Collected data
PR #225, opened 2023-11-01
examples: zephyr: fix esp32 build error in cert provisioning sample

sam-golioth:
Reduce the size of the DRAM 1 heap to prevent RAM overflow when building the certificate provisioning sample for the ESP32-DevKitC-WROVER board.

Fixes golioth/firmware-issue-tracker#299


szczys (approved):
LGTM! I test this and it works.

PR #226, opened 2023-11-01
port: zephyr: disable cid by default

sam-golioth:
Whether enabling connection IDs is beneficial or harmful is dependent on the application, so do not enable them by default. Instead, add a new Kconfig option for using connection IDs.


hasheddan (approved):
LGTM 👍🏻

mniestroj (approved):
There is a typo in commit title (s/disbale/disable/),  otherwise LGTM.

PR #227, opened 2023-11-02
tests: add program method to pytest hil fixture

sam-golioth:
Add the ability to program DUTs through the pytest-hil fixture, so that device specific programming logic can be removed from the GitHub Actions workflow yaml.

Closes golioth/firmware-issue-tracker#304

### DIFF
--- a/tests/hil/scripts/pytest-hil/nordicboard.py
+++ b/tests/hil/scripts/pytest-hil/nordicboard.py
@@ -1,0 +1,14 @@
+from board import Board
+from pynrfjprog import HighLevel
+
+class NordicBoard(Board):
+    def program(self, fw_image):
+        with HighLevel.API() as api:
+            with HighLevel.DebugProbe(api, int(self.serial_number)) as probe:
+                program_options = HighLevel.ProgramOptions(
+                    erase_action=HighLevel.EraseAction.ERASE_ALL,
+                    reset=HighLevel.ResetAction.RESET_SYSTEM,
+                    verify=HighLevel.VerifyAction.VERIFY_READ,
+                )
+
+                probe.program(fw_image, program_options=program_options)
--- a/tests/hil/scripts/pytest-hil/plugin.py
+++ b/tests/hil/scripts/pytest-hil/plugin.py
@@ -12,6 +12,10 @@ def pytest_addoption(parser):
         "--credentials-file", action="store", type=str,
         help="YAML formatted settings file"
     )
+    parser.addoption("--fw-image", type=str,
+            help="Firmware binary to program to device")
+    parser.addoption("--serial-number", type=str,
+            help="Serial number to identify on-board debugger")
 
 @pytest.fixture(scope="session")
 def board_name(request):
@@ -29,9 +33,18 @@ def baud(request):
 def credentials_file(request):
     return request.config.getoption("--credentials-file")
 
+@pytest.fixture(scope="session")
+def fw_image(request):
+    return request.config.getoption("--fw-image")
+
+@pytest.fixture(scope="session")
+def serial_number(request):
+    return request.config.getoption("--serial-number")
+
+
 @pytest.fixture(scope="module")
-def board(board_name, port, baud, credentials_file):
+def board(board_name, port, baud, credentials_file, fw_image, serial_number):
     if board_name.lower() == "nrf52840dk":
-        return nRF52840DK(port, baud, credentials_file)
+        return nRF52840DK(port, baud, credentials_file, fw_image, serial_number)
     else:
         raise ValueError("Unknown board")
--- a/.github/workflows/hil_test.yml
+++ b/.github/workflows/hil_test.yml
@@ -64,15 +64,7 @@ jobs:
         with:
           name: zephyr.hex
           path: .
-      - name: Flash build
-        run: |
-          source $HOME/runner_env.sh
-          nrfjprog --recover -f NRF52 --snr $CI_NRF52840DK_SNR
-          nrfjprog --program zephyr.hex --sectoranduicrerase --verify -f NRF52 --snr $CI_NRF52840DK_SNR
-          nrfjprog --pinresetenable -f NRF52 --snr $CI_NRF52840DK_SNR
-          nrfjprog --pinreset -f NRF52 --snr $CI_NRF52840DK_SNR
-          sleep 3
       - name: Run test
         run: |
           source $HOME/runner_env.sh
-          pytest --rootdir . tests/hil/tests/connection --board nrf52840dk --port $CI_NRF52840DK_PORT --credentials-file $HOME/credentials_nrf52840dk.yml
+          pytest --rootdir . tests/hil/tests/connection --board nrf52840dk --port $CI_NRF52840DK_PORT --credentials-file $HOME/credentials_nrf52840dk.yml --fw-image zephyr.hex --serial-number $CI_NRF52840DK_SNR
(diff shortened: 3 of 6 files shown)


tests/hil/scripts/pytest-hil/plugin.py
```diff
@@ -29,9 +33,18 @@ def baud(request):
 def credentials_file(request):
     return request.config.getoption("--credentials-file")
 
+@pytest.fixture(scope="session")
+def hex_file(request):
+    return request.config.getoption("--hex-file")
+
+@pytest.fixture(scope="session")
+def snr(request):
+    return request.config.getoption("--snr")
```
mniestroj, line 42: Nit. I think we could be more specific and not abbreviate too much here. `snr` is `serial_number` in this case, so I would prefer the latter.

tests/hil/scripts/pytest-hil/nordicboard.py
```diff
@@ -0,0 +1,18 @@
...
+            with HighLevel.DebugProbe(api, int(self.snr)) as probe:
+                program_options = HighLevel.ProgramOptions(
+                    erase_action=HighLevel.EraseAction.ERASE_ALL,
+                    reset=HighLevel.ResetAction.RESET_SYSTEM,
+                    verify=HighLevel.VerifyAction.VERIFY_READ,
+                )
+
+                probe.program(hex_file, program_options=program_options)
+
+        time.sleep(3)
```
mniestroj, line 18: Why do we have 3s sleep here? Maybe let's put some comment about it, why it is needed. Obviously it should state that it is a workaround, but the additional important information is what problem does it mitigate.

tests/hil/scripts/pytest-hil/plugin.py
```diff
@@ -29,9 +33,18 @@ def baud(request):
 def credentials_file(request):
     return request.config.getoption("--credentials-file")
 
+@pytest.fixture(scope="session")
+def hex_file(request):
+    return request.config.getoption("--hex-file")
```
mniestroj, line 38: This is enough for now, but some targets will be more complex than that. Especially that we might enter the "multi-component" firmwares at some point.

This comment is somehow related to https://github.com/golioth/golioth-firmware-sdk/pull/222#issuecomment-1789323641. Note that `west flash` with `sysbuild` addresses this issue to some point and at least allows to flash multi-component firmwares to a single SoC. This is the case for example for Cortex-M33 which have TF-M and two components for each security domain. In case of nRF5340 there is another components for the second core, which I believe (not 100% sure) can be handled by `sysbuild` (and `west flash` under `twister`) as well.

Even if we try to implement something more lightweight, the reality might be different. At least looking at the "design goal" which is to be "more cross-platform" implicitly means (or at least suggests) that this will be more complex than what Zephyr has already.

For now I wanted to point out the issues that we might encounter and express my concerns. One thought that goes through my mind is to reuse what Zephyr provides already in terms of:
- Pytest fixtures: there is shell interaction already
- twister: wraps multiple samples / boards and runs Pytest tests automatically based on various input parameters
- west runners (the backend for flashing targets, with integration of sysbuild for multi-target flashing)

mniestroj (commented):
This PR still provides obvious improvements over what we had so far, so good to go. However I pointed out my point of view and some concerns before we try to move too far in that direction (implementing **everything** on our own). We can consider reusing parts of Zephyr infrastructure or wrapping most of them to save time and maintenance effort in the long term.

mniestroj (approved):

tests/hil/scripts/pytest-hil/plugin.py
```diff
@@ -12,6 +12,10 @@ def pytest_addoption(parser):
         "--credentials-file", action="store", type=str,
         help="YAML formatted settings file"
     )
+    parser.addoption("--hex-file", type=str,
+            help="Firmware binary to program to device")
```
mniestroj, line 16: `--hex-file` might be too specific. At least in context of Espressif targets, used binary file has its own format, which is `.bin`, but with lots of embedded metadata used by `esptool.py`. So we might want to change that `--hex-file` either now or in the future, before futher "generalizing" the implementation for other platforms.

tests/hil/scripts/pytest-hil/plugin.py
sam-golioth: I looked into using `west flash`, the biggest issue is that `west flash` is designed to be used within a Zephyr development environment. When we build the binary in the cloud, we setup a Zephyr development environment to do the build. But when we run the test on the self-hosted runner, we only need the python scripts in this repo. So we only checkout this repository (and submodules - but I don't think we even need to that), and we don't install `west` or its python dependencies, and we don't run `west update` or otherwise download the Zephyr repo. Doing so would add a lot of overhead to the test and I don't think it's justified right now given how simple the `program()` code is.

I agree that when we have to test `sysbuild` builds (either for DFU or multicore chips, etc.) we may find that the complexity increases to the point that installing `west` and downloading the Zephyr repo becomes justified. But I would prefer to wait until we get to that point, and can explore other options as well.

mniestroj: > But when we run the test on the self-hosted runner, we only need the python scripts in this repo.

True, but this boils down to "pulling/installing more dependencies and get batteries-included tool" vs "minimal implementation for very specific use cases with higher development/maintenance effort".

The story with self-hosted runners is a bit different than using GitHub hosted runners. With self-hosted runners we have cache for free, which is actually the SD Card in case of HIL runners. SD cards are cheap and it is actually hard to get anything <32GB nowadays. This should be enough for installed Zephyr SDK, cached west modules and parts of build directory (from hosted runners). In that case Zephyr SDK installation would not be a runtime overhead (in terms of time spent). Cloning could be cache either by modifying `west update` or`git clone` commands or relying on cached workspace (see below, when I reference GitLab Runners default behavior). So in the end we would still just need to install Python scripts from this repo as part of the pipeline, since other dependencies would be cached/shared with maybe just a few seconds of overhead (reading few GB of data doesn't come entirely for free, especially when running rootfs on na SD Card).

> Doing so would add a lot of overhead to the test and I don't think it's justified right now given how simple the program() code is.

Not sure how it is with GitHub Runners, but in case of GitLab Runners the whole working directory (source + build artifacts) are cached for the next run. In that case `west update` just downloads repo once and then updates when necessary, i.e. when references in west manifest have changed. Something similar should be possible with GitHub Runners as well, which would lower the "overhead" of cloning to minimum.

sam-golioth: It's possible to have saved state on the runners, but we should avoid it. That can lead to both differing behavior between individual runners (based on their individual saved state) and also means that one run can cause problems with subsequent runs (by contaminating the saved state). This is actually already a problem for us, the HIL tests are failing on `main` because of environment contamination from the `pytest_plugin_for_boards` branch (in this case, a pip package). Mike has a ticket to start using docker images on the containers to avoid this issue. We can seed the docker image with Zephyr and West, but that has overhead too.

As far as the higher development/maintenance effort, it's already taken me longer to investigate using `west flash` on a separate machine from the one that did the build than it did to write the `program()` method. It's 10 lines of python, and it's unlikely to change often. Whereas ensuring that Zephyr and West are up-to-date and that our unsupported usecase (flashing on a different machine than building) keeps working is likely a nontrivial amount of ongoing work. Right now we don't have a complicated use case, and this is the most straightforward path. If supporting things like sysbuild in the future becomes more complicated, we can evaluate other solutions then.

PR #232, opened 2023-11-10
use python virtual environment for HIL tests

szczys:
Use a virtual environment to ensure that python packages installed on the system don't interfere with those installed by the test.

### DIFF
--- a/.github/workflows/hil_test.yml
+++ b/.github/workflows/hil_test.yml
@@ -56,7 +56,10 @@ jobs:
       - name: Checkout repository
         uses: actions/checkout@v4
       - name: Setup Python dependencies
-        run: pip install pytest
+        run: |
+            python -m venv .venv
+            source .venv/bin/activate
+            pip install pytest pyserial PyYAML
       - name: Download build
         uses: actions/download-artifact@v3
         with:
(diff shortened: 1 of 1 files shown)


sam-golioth (changes requested):
Using `venv` isn't necessarily bad, but it doesn't provide the same kind of isolation that Docker does, and it doesn't help us distribute non-python tools to the runners in a consistent way (e.g. JLink).

Dan and Jon spent some time debugging environment issues with GitHub and Docker, and I believe that a similar fix will allow us to Docker on the runners, which would remove the need for `venv`.

See: https://github.com/golioth/fw-oci-images/pull/14

mniestroj:
I think that using venv makes sense regardless of using Docker or not. pip package manager has recently enforced a policy (or at least I noticed it on Arch Linux an Debian 12) that prevents installing Python packages in system directories, which makes venv always required. Maybe used Ubuntu Docker image does not have that yet as requirement, but still, using venv won't hurt anyway. The idea behind this policy of using venv for pip installed packages is to split distribution Python packages from pip, since those are maintained in separate way and this was common source of conflicts.

So overall, I am lean towards merging this PR.

mniestroj (approved):

hasheddan (commented):
Chatted with @szczys about this yesterday -- given that we are using the dependencies in every run here, it makes sense to run in a container image where they are already installed. If we move that direction, we can start venv as part of entrypoint on container startup. Anyone using the image, such as this workflow, shouldn't need to do any additional setup prior to invoking the tests 👍🏻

- [Task to complete]: Give the number of lines above that contain the word "similar", with no other text.

- [Expected answer]: 2